(Saved entries)
↓

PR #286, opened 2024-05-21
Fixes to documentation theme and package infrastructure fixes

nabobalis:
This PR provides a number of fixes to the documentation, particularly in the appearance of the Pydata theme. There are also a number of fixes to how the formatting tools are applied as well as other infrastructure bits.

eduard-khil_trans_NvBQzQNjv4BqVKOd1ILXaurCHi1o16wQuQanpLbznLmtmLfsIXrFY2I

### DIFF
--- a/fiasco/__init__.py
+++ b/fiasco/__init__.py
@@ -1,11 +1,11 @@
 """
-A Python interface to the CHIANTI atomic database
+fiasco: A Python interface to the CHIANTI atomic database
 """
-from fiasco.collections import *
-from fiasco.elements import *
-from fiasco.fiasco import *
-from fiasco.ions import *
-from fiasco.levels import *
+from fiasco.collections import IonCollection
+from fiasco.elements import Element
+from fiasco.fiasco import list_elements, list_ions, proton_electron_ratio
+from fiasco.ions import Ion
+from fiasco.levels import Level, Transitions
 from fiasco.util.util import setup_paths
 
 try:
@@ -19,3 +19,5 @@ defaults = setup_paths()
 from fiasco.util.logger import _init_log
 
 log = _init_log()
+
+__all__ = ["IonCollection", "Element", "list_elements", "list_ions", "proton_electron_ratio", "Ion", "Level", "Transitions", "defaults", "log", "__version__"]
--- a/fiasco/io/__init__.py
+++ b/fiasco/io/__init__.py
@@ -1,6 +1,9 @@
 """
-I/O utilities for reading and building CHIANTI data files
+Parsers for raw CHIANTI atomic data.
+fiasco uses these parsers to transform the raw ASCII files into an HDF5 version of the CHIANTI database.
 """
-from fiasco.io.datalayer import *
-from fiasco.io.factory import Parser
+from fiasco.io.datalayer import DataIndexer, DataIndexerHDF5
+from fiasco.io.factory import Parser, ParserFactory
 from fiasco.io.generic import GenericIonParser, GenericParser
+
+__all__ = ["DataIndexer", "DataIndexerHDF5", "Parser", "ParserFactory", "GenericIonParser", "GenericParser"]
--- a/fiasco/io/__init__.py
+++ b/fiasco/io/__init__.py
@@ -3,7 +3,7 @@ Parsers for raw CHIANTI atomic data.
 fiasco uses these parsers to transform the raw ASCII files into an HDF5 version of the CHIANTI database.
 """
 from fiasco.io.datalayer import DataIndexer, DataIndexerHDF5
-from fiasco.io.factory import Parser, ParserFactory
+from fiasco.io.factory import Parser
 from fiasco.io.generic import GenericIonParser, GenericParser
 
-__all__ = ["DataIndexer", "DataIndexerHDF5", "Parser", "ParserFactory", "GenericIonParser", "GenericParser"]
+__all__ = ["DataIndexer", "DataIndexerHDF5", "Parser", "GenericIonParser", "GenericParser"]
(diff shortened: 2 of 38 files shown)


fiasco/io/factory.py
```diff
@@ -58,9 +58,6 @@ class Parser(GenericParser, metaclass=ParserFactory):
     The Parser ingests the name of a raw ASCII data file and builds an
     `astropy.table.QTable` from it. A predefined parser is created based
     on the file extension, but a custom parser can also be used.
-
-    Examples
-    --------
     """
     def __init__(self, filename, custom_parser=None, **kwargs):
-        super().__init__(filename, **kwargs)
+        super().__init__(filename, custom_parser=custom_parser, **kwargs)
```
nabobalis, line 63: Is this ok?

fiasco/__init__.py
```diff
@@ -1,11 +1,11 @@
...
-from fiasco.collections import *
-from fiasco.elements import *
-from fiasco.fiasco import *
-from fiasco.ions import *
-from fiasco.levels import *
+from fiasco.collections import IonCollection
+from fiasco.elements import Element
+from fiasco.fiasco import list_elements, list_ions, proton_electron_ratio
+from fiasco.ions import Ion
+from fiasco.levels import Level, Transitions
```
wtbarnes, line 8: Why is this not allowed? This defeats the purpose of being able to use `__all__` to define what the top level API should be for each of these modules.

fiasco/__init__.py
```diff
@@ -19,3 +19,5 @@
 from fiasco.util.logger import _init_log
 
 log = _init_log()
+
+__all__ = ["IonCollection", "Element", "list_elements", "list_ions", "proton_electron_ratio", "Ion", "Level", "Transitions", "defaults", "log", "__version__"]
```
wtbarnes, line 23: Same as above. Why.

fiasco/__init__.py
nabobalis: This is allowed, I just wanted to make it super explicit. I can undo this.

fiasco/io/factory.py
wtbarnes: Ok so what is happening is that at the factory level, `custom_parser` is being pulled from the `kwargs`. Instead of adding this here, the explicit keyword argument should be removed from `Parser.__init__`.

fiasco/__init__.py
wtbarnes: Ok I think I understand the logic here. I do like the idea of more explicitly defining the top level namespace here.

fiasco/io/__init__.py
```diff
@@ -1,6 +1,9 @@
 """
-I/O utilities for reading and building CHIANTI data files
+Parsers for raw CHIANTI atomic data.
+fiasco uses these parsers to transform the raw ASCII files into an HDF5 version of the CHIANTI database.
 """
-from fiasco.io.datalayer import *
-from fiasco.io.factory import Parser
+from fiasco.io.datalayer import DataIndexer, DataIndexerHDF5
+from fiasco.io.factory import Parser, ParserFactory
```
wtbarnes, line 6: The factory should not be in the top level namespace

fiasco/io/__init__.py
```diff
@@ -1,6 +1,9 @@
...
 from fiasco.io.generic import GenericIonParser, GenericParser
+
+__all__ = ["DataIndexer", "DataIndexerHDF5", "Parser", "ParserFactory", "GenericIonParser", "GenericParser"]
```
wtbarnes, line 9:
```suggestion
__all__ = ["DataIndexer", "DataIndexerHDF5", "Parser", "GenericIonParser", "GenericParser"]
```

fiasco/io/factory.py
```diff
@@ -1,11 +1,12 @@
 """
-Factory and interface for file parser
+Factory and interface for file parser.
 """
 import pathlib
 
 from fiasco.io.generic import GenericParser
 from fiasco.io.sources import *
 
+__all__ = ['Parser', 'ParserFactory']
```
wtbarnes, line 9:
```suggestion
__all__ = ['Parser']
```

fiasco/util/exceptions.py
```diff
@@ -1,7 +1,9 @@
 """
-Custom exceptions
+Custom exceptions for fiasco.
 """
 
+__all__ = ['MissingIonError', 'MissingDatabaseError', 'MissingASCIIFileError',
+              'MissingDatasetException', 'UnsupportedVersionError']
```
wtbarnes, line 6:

↑

DIRECTIONS:
Number of lines holding "exceptions" in the data: give it, with nothing else.

RESPONSE:
3